The lab: Wennerberg group
Lab's research themes:
Our work is focused on acute myeloid leukemia and high-grade serous ovarian cancer goal is to understand mechanisms of drug sensitivity and resistance in individual cancers and in particular the subsets of cells that persist current therapies and drive cancer recurrence. Through this knowledge, we aim to identify new effective cancer precision medicine strategies that can be explored in clinical trials. Our overarching research questions are:
• Can we identify and understand the drug resistant cells in a cancer, including the cells that have the capacity to regrow new tumors?
• Can we identify “druggable” vulnerabilities in these cells?
• From the molecular and phenotypic profiles of an individual cancer, can we predict drug resistance mechanisms and the therapeutic approaches that overcome them?
• Can these discoveries be translated to clinical efficacy?
Merits of the lab:
Our group study primary cancer samples by combining ex vivo drug sensitivity testing and genetic screening with molecular profiling. Our work has shown that cancer precision medicine greatly benefits from being guided by more than genomics alone, and that ex vivo drug sensitivity testing has a great translational potential. Our research efforts in this scientific area over the last decade have led to novel understanding of the biology of cancers, discoveries that can and have been translated to the clinic, and in significant tools and resources that benefit the scientific community.
Why do we want medical doctors?
Our team is a group of 14 members from 11 countries with diverse training backgrounds. We currently do not have any medical doctors on the team but we collaborate closely with both junior and senior clinicians and clinical researchers in all our projects.
The position

What’s the main purpose of our research?
The pro-apoptotic BCL-2 inhibitor venetoclax is changing the treatment of elderly and unfit patients suffering from acute myeloid leukemia (AML). When combined with azacitidine, a standard-of-care hypomethylating agent, venetoclax induces remissions in the majority of elderly/unfit AML patients and overall survival is significantly extended. However, most, if not all, cases will eventually relapse and there are currently no viable and effective approaches to treat venetoclax-azacitidine-relapsed patients.

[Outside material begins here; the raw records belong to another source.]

PR #697, opened 2018-07-05
Add Cell Menu Container Tests

danielafcarey:
We noticed [cell-menu-container.js](https://github.com/iodide-project/iodide/blob/master/src/components/cells/cell-menu-container.js) had 0% coverage, so we created the test file and added 14 tests and got this file up to 94% coverage. 

The one line that says it is still not covered (line 112) is tested on line 155 in the cell-menu-container.test.js, so unsure why it says it is not covered. 

Passing Tests

### DIFF
--- a/package-lock.json
+++ b/package-lock.json
@@ -1210,13 +1210,13 @@
         "bytes": "3.0.0",
         "content-type": "~1.0.4",
         "debug": "2.6.9",
-        "depd": "1.1.2",
-        "http-errors": "1.6.3",
+        "depd": "~1.1.2",
+        "http-errors": "~1.6.3",
         "iconv-lite": "0.4.23",
-        "on-finished": "2.3.0",
+        "on-finished": "~2.3.0",
         "qs": "6.5.2",
         "raw-body": "2.3.3",
-        "type-is": "1.6.16"
+        "type-is": "~1.6.16"
       },
       "dependencies": {
         "http-errors": {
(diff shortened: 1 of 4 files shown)


bcolloran:
this is great, thanks for contributing @danielafcarey! One quick comment: we try to avoid snapshot testing b/c of maintainability issues in favor of testing the intent of code by checking to see that the correct subcomponents show up where we expect them to. Take a look at some of our other component tests to see how we approach this.

also in case it's of interest, i have found the following to be good guidance for how i write tests and think about unit testing in Iodide (I know we still have a long way to go, but i have found these very useful)
https://medium.freecodecamp.org/the-right-way-to-test-react-components-548a4736ab22
https://hackernoon.com/front-end-react-snapshot-testing-with-jest-what-is-it-for-7788f7bd5a2e
http://muness.blogspot.com/2008/04/testing-declarative-code.html
https://hackernoon.com/unit-testing-redux-connected-components-692fa3c4441c

(hmm i should add these notes to the contributing guidelines... :-) )

danielafcarey:
That makes sense! And thank you for the resources on testing - those are super helpful (especially [this one](https://medium.freecodecamp.org/the-right-way-to-test-react-components-548a4736ab22?gi=8687be53d427) for testing that the subcomponents are rendered correctly)! 

I am interested in continuing to work on this and updating these tests to be consistent with the rest of the Iodide tests. However, I may not be able to work on this for a few weeks, so I understand if you want to close this PR so it's not hanging around unfinished.

Also wanted to give the feedback that the documentation and contribution guidelines are stellar - thank you!

PR #698, opened 2018-07-06
Switch server implementation over to python

wlach:
For a bunch of reasons (familiarity inside Mozilla, maturity of ecosystem),
python/django is a better environment to build our server-side implementation
than node.js.

This PR supports both deployment to heroku and a local docker-compose based
set up. Still to do (probably in followups):

* More comprehensive documentation (just have some readme instructions on
  setting up a local dev environment for now)
* Tests


wlach:
@jezdez You said you wouldn't mind looking over this. This should be considered an imperfect work-in-progress, but I'd like to know if you see any big red flags.

wlach:
One known bug with this: login does not persist if you reload the page. This is actually a bug on the client side and existed with the previous node-based implementation as well. I will fix this in a followup.

wlach:
@jaredkerim actually had a look over it. He suggested I create a custom user model and move the avatar-getting code (which uses github's API) over to some middleware. Seemed like good suggestions so I landed them in a followup commit.

Theoretically I could squash all of this, but I think the history will be easier to understand as a progress so will probably be landing this as-is.

bcolloran:
:clap:

PR #706, opened 2018-07-13
migrate to stable releases for material-ui

hamilton:
I'm not sure how much longer we'll be staying on `material-ui`, but given that the Tooltips are about to be improved, this PR will upgrade off of beta to the latest stable, so the migration to the version that fixes the performance issues will be easier.

This wasn't too difficult to do, but @bcolloran it would be worth you checking all the UI elements to make sure there are no errors or warnings. I've done my best to remove most of these for now.


bcolloran:
@hamilton, still haven't had time to review this, and the version we need dropped over the weekend -- can you update to that (should be quicker now i hope)? https://github.com/mui-org/material-ui/releases

thanks!

bcolloran:
@hamilton nm, i'll update it just to streamline things a bit

Issue #748, opened 2018-08-09
once iframe2 is merge into master, implement autodeploy of static iframe assets


bcolloran:
we need to autodeploy the static assets from `iodide.app`. @mdboom i'll give you permissions to change the DNS settings however you need.

blocked by #747

mdboom:
This is deploying just fine to iodide-project/master-eval.  Setting up the redirect from `extremely-alpha.iodide.app` to this is hitting an HTTPS-related snag.  Working on it, and keeping this issue open...

mdboom:
This appears to be working now, though haven't tested end-to-end since we don't have the server and main frame assets deployed yet.

Issue #749, opened 2018-08-09
after iframe2 is merged into master, set up django server to autodeploy from master to `extremely-alpha.iodide.io`


bcolloran:
blocked by  #747
cc @mdboom 

once iframe is merged into master, we want to get the live  server up and running with the iframe. this will require a couple webpack tweaks as mentioned in the meeting

also @wlach, lmk what we level of heroku account we should have. i'll talk to matt_g and get us the upgrade.

wlach:
re: heroku accounts I think we can live with the free dyno for now, it doesn't take *that* long for the instance to spin up.

wlach:
I think we fixed this one!

Issue #674, opened 2018-06-19
extremely-alpha.iodide.io does not support https


wlach:
Apparently you need to upgrade to some kind of paid heroku plan to make this happen. We should probably do this sooner than later, as plain old http is pretty insecure.

bcolloran:
@wlach what's the cost of a plan that would support our current team and other needs? can we just get something for the whole team, or is this like a per-seat kind of thing?

i'm all in support of upgrading ASAP if it will be advantageous for us. 

i guess the other option might be to look into mozilla hosting of our heroku app. i know we had wanted to avoid dealing with ops for the time being to maintain control/flexibility/speed; but since we'll have to figure out deploying behind LDAP at some point anyway, maybe it'd be worth seeing what the internal options are? (just throwing this out there -- i'm happy to go with the external service if that seems easier and better for where we are)

bcolloran:
ok, sounds good :-)

bcolloran:
@wlach -- i'm now able to get http://extremely-alpha.iodide.io/ to load, an the eval frame loads at https://extremely-alpha.iodide.app/iodide.eval-frame.dev.html (tho as expected, it doesn't do anything when loaded as a standalone page), but loading  http://extremely-alpha.iodide.io/ gives the console message:

`Failed to execute ‘postMessage’ on ‘DOMWindow’: The target origin provided (‘https://extremely-alpha.iodide.io’) does not match the recipient window’s origin (‘http://extremely-alpha.iodide.io’).`

So we could just change the expected origin to plain http, but it seems better to pull the trigger on the if that will get us SSL upgrade.

quick links to the mozilla heroku mana pages if we want to go that way:
https://mana.mozilla.org/wiki/display/TS/Heroku
https://mana.mozilla.org/wiki/display/WebOps/Heroku

but if that seems like it'll end up being a lot of overhead, we can just upgrade the existing account. i'm happy to do it if you'd like

bcolloran:
upgraded to hobby, https working

PR #752, opened 2018-08-10
consolidate our webpack config

bcolloran:
@wlach -- with @mdboom having completed #748, can you jump in to get this over the line?

i think you should be able to build off this PR, which a bunch of changes to consolidate our webpack config and get things working and streamlined since most of our testing will be done using the django server going forward.

things to note:
- since we're not yet really versioning our resources, i don't think we need to have e.g. `iodide.X.js` for X = {master, stable, dev, iodide-server} all floating around. so this config just uses the 'dev' label everywhere other than tags (since really all this stuff is "dev" until we decide to get serious about versioning).

- we'll probably need to move some of the stuff about which origin a given instance is being served from to the `.env` file (which will need to be configured per origin anyway since we'll need different GH secrets etc). this way, the `.env` file can pass the correct origin into the python and webpack templates.

i think other changes will be needed, but this should be a start.

### DIFF
--- a/package-lock.json
+++ b/package-lock.json
@@ -8964,9 +8964,9 @@
       }
     },
     "minimist": {
-      "version": "0.0.8",
-      "resolved": "https://registry.npmjs.org/minimist/-/minimist-0.0.8.tgz",
-      "integrity": "sha1-hX/Kv8M5fSYluCKCYuhqp6ARsF0=",
+      "version": "1.2.0",
+      "resolved": "https://registry.npmjs.org/minimist/-/minimist-1.2.0.tgz",
+      "integrity": "sha1-o1AIsg9BOD7sH7kU9M1d95omQoQ=",
       "dev": true
     },
     "mississippi": {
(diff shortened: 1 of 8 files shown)


bcolloran:
WIP towards closing #749

wlach:
@bcolloran hey, so I think I have this mostly working, except that I'm not sure where I should be getting the assets from extremely-alpha.iodide.io?

https://extremely-alpha.iodide.app/iodide.eval-frame.dev.html

returns a 404

It was working ok when everything was served from the same origin on heroku. :)

bcolloran:
hmm ok. i thought @mdboom had gotten this with https://github.com/iodide-project/iodide/issues/748

bcolloran:
ah i see, i think we need to merge to master so that the other changes in the webpack config are picked up by mike's build script. so i'm going to go ahead and merge this because now that we're deploying off stable, doing so won't break our public site, yay :-)

bcolloran:
commented at https://github.com/iodide-project/iodide/issues/674#issuecomment-412746383 -- i think we want https for the heroku instance. then i _think_ we'll be good to go.

bcolloran:
upgraded to heroku hobby instance, all good now

PR #755, opened 2018-08-14
Cell Cut Copy Paste Highlight for Iframe2

djbarnwal:
Ports features of PR #629 into Iframe 2
Implements cut, copy, paste, highlight, unhighlight, actions using multiple-highlight (for ex. skip in Run all at once for multiple cells)

### DIFF
--- a/src/components/cells/cell-container.jsx
+++ b/src/components/cells/cell-container.jsx
@@ -5,7 +5,13 @@ import Tooltip from '@material-ui/core/Tooltip'
 
 import UnfoldLess from '@material-ui/icons/UnfoldLess'
 
-import { selectCell, updateCellProperties } from '../../actions/actions'
+import {
+  selectCell,
+  updateCellProperties,
+  highlightCell,
+  unHighlightCells,
+  multipleCellHighlight,
+} from '../../actions/actions'
 import { getCellById } from '../../tools/notebook-utils'
 
 import CellMenuContainer from './cell-menu-container'
@@ -28,6 +34,9 @@ export class CellContainerUnconnected extends React.Component {
     // action props
     selectCell: PropTypes.func.isRequired,
     updateCellProperties: PropTypes.func.isRequired,
+    highlightCell: PropTypes.func.isRequired,
+    unHighlightCells: PropTypes.func.isRequired,
+    multipleCellHighlight: PropTypes.func.isRequired,
   }
 
   constructor(props) {
@@ -36,10 +45,20 @@ export class CellContainerUnconnected extends React.Component {
     this.editor = React.createRef()
   }
 
-  handleCellClick = () => {
-    const scrollToCell = false
-    if (!this.props.selected) {
-      this.props.selectCell(this.props.cellId, scrollToCell)
+  handleCellClick = (event) => {
+    if (!event.target.classList.contains('CodeMirror-line')) {
+      const scrollToCell = false
+      if (!this.props.selected && !event.shiftKey) {
+        this.props.selectCell(this.props.cellId, scrollToCell)
+      }
+      if (event.shiftKey) {
+        event.preventDefault();
+        this.props.multipleCellHighlight(this.props.cellId)
+      } else if (event.ctrlKey || event.metaKey) {
+        this.props.highlightCell(this.props.cellId)
+      } else {
+        this.props.unHighlightCells()
+      }
     }
   }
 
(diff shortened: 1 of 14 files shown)


src/components/cells/cell-container.jsx
```diff
@@ -36,10 +45,20 @@ export class CellContainerUnconnected extends React.Component {
     this.editor = React.createRef()
   }
 
-  handleCellClick = () => {
-    const scrollToCell = false
-    if (!this.props.selected) {
-      this.props.selectCell(this.props.cellId, scrollToCell)
+  handleCellClick = (event) => {
+    if (!event.target.classList.contains('CodeMirror-line')) {
```
bcolloran: is this conditional meant to prevent clicks in the text editor from enabling highlighting? if so, it's not really working for me (clicks in the text editor are still enabling the highlighting). if that is the intent, we could just limit highlight clicks to the  cell header (since that would be pretty much the only click area left). You could  create a new handler `handleCellHeader` and attach it to the cell-header div.

But i'm not 100% sure what your objective was here, so that may not work depending on what you were trying to accomplish

src/components/cells/cell-editor.jsx
```diff
@@ -200,6 +208,7 @@ function mapStateToProps(state, ownProps) {
     lineNumbers: true,
     keyMap: 'sublime',
     comment: codeMirrorMode === 'javascript',
+    readOnly: getReadOnly(),
```
bcolloran: any reason you define this function then call it immediately? would it work just set the value of `readOnly` directly, or am i missing something?

src/reducers/cell-reducer.js
```diff
@@ -60,8 +182,17 @@ const cellReducer = (state = newNotebook(), action) => {
         { cells: moveCell(state.cells, getSelectedCellId(state), 'down') },
       )
 
-    case 'UPDATE_CELL_PROPERTIES':
+    case 'UPDATE_CELL_PROPERTIES': {
+      const approvedMultipleChanges = new Set(['skipInRunAll'])
```
bcolloran: the const `approvedMultipleChanges` can go at the top of the file (it's kind of a global) and it should have a brief comment describing what it is. also i think it can probably just be a plain list rather than a set.

src/reducers/cell-reducer.js
```diff
@@ -48,6 +52,124 @@ const cellReducer = (state = newNotebook(), action) => {
...
+      const thisCell = cells[index]
+      if (action.revert) thisCell.highlighted = !thisCell.highlighted
+      else thisCell.highlighted = true
+      nextState = Object.assign({}, state, { cells })
+      return nextState
+    }
+
+    case 'UNHIGHLIGHT_CELLS': {
+      const cells = state.cells.slice()
+      cells.forEach((c) => { c.highlighted = false }) // eslint-disable-line
```
bcolloran: if you're disabling eslint, specify the rule being disabled

bcolloran: in this case, you can avoid disabling the eslint and skip the `cells.slice` above using a map (which accomplishes the same copying as the slice). something along the lines of:
```
       const cells = state.cells.map((c) =>Object.assign({}, c, { highlighted: false })) 
```

src/reducers/cell-reducer.js
```diff
@@ -48,6 +52,124 @@ const cellReducer = (state = newNotebook(), action) => {
...
+
+    case 'MULTIPLE_CELL_HIGHLIGHT': {
+      const cells = state.cells.slice()
+      const index1 = getSelectedCellIndex(state)
+      const index2 = cells.findIndex(c => c.id === action.id)
+      const low = Math.min(index1, index2)
+      const high = Math.max(index1, index2)
+      cells.forEach((c, index) => {
+        if (low <= index && index <= high) {
+          c.highlighted = true // eslint-disable-line
```
bcolloran: see previous comment

src/reducers/cell-reducer.js
```diff
@@ -48,6 +52,124 @@ const cellReducer = (state = newNotebook(), action) => {
...
+        } else {
+          c.highlighted = false // eslint-disable-line
```
bcolloran: see previous comment

src/editor-state-prototypes.js
```diff
@@ -111,6 +112,14 @@ const stateSchema = {
...
       additionalProperties: languageSchema,
     },
+    copiedCells: {
+      type: 'array',
+      items: cellSchema,
+    },
+    cutCells: {
+      type: 'array',
+      items: cellSchema,
+    },
```
bcolloran: is it necessary to have both copiedCells and cutCells (rather than, for example, just a single cellClipboard)? it may well be necessary, and perhaps i havenot understood the code deeply enough to see why both are needed.

bcolloran:
@djbarnwal can you push your local branch of this again?

PR #760, opened 2018-08-15
Add https redirect for production deploys

wlach:
The new iframe branch of iodide expects an https url when running in
production.

Automatically redirect by default to https version of server when running in
non-debug mode, or when set by configuration variable (SECURE_SSL_REDIRECT)


wlach:
This seems to work great on our test server, asking for review mainly to make you more familiar with how I set things up.

Issue #734, opened 2018-08-03
[Feature Request] overlay help pane


teonbrooks:
It would be great if the user could press `h` or `?` and an overlay of all the keybindings could be listed. It's a super helpful tool and it would greatly reduce lookup time or doc hunting if this was available

bcolloran:
per #233, this pane should also link to our GH, api docs, other relevant links; it should app version, etc

bcolloran:
re #763, this pane can include the "file a bug" link that has been removed from the menu

PR #763, opened 2018-08-17
Remove "file an issue" menu entry

wlach:
As far as I'm aware, no one has used this feature to actually file an issue
and it's additional clutter in an already crowded menu.


bcolloran:
I'm gonna tweak this slightly -- +1 that we don't need this in the crowded menu, but we can hang onto the "file an issue" usertask for use in the help pane that is close to the top of the priority queue #734

PR #765, opened 2018-08-20
717 console eval area

bcolloran:
@wlach or @djbarnwal or @teonbrooks or @mdboom -- this PR implements a code entry area at the bottom of the console. I don't need review from all of you of course, but if one of you could give this a quick QA and pass over the code to see that it looks ok, that would be great.

This is the baseline mvp version of the console feature, just REPL entry and key back/forward through history entries. Still need to do something to enable selecting other language evaluators (which can be filed as a second issue). flag any merge blocker in the PR, and then also of course feel free to file any issues for feature requests on top of this baseline.

thanks!

ps @hamilton: i think this will be merged before you get back, but please take a look over this when you do get back to make sure that nothing here will break around promises. I tried to copy the existing pattern, but i'm still not sure how the eval queue really works

### DIFF
--- a/src/eval-frame/actions/actions.js
+++ b/src/eval-frame/actions/actions.js
@@ -107,6 +107,67 @@ export function updateUserVariables() {
   }
 }
 
+export function updateConsoleText(consoleText) {
+  return {
+    type: 'UPDATE_CONSOLE_TEXT',
+    consoleText,
+  }
+}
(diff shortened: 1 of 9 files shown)


teonbrooks:
@bcolloran just texted and it worked how I would expect it to. lgtm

We, therefore, need to understand and be able to predict the mechanisms of resistance for this therapy better and identify clinically relevant ways to avoid or overcome resistance development.
How we will do it?
You will be using a unique set of samples from two clinical trials where AML patients have been treated with venetoclax-azacitidine. We have patient samples both from responding and non-responding cases as well as paired sets of samples at diagnosis (treatment-sensitive) and at relapse (treatment-resistant) and are all clinically annotated and molecularly profiled. Using state-of-the-art experimental methodologies, you will explore these patient samples to gain a new profound understanding of the molecular, phenotypic and genetic mechanisms behind resistance to the venetoclax-azacitidine in AML and most importantly, how resistance could be overcome or prevented. Working with clinical hematologists across the Nordic countries, the goal is that your discoveries will be converted into clinical trials where we explore new therapies for overcoming venetoclax-azacitidine resistance in AML patients.
Why is this important?
As the venetoclax-azacitidine treatment is becoming the standard therapy for elderly and unfit AML patients, the next clinical frontier will be how to tackle the treatment resistance that will emerge in most cases. You will be addressing this challenge in collaboration with a multidisciplinary team of experimental and clinical scientists.
Who is a good fit for the project?
The project is based on generating new experimental evidence for translational discoveries. As such, you will benefit from having a passion both for performing wet-lab experiments and the analysis of complex sets of experimental and clinical data to make fundamental discoveries that have the potential to be turned into new therapies. A background in, or profound interest in, hematology is highly valued.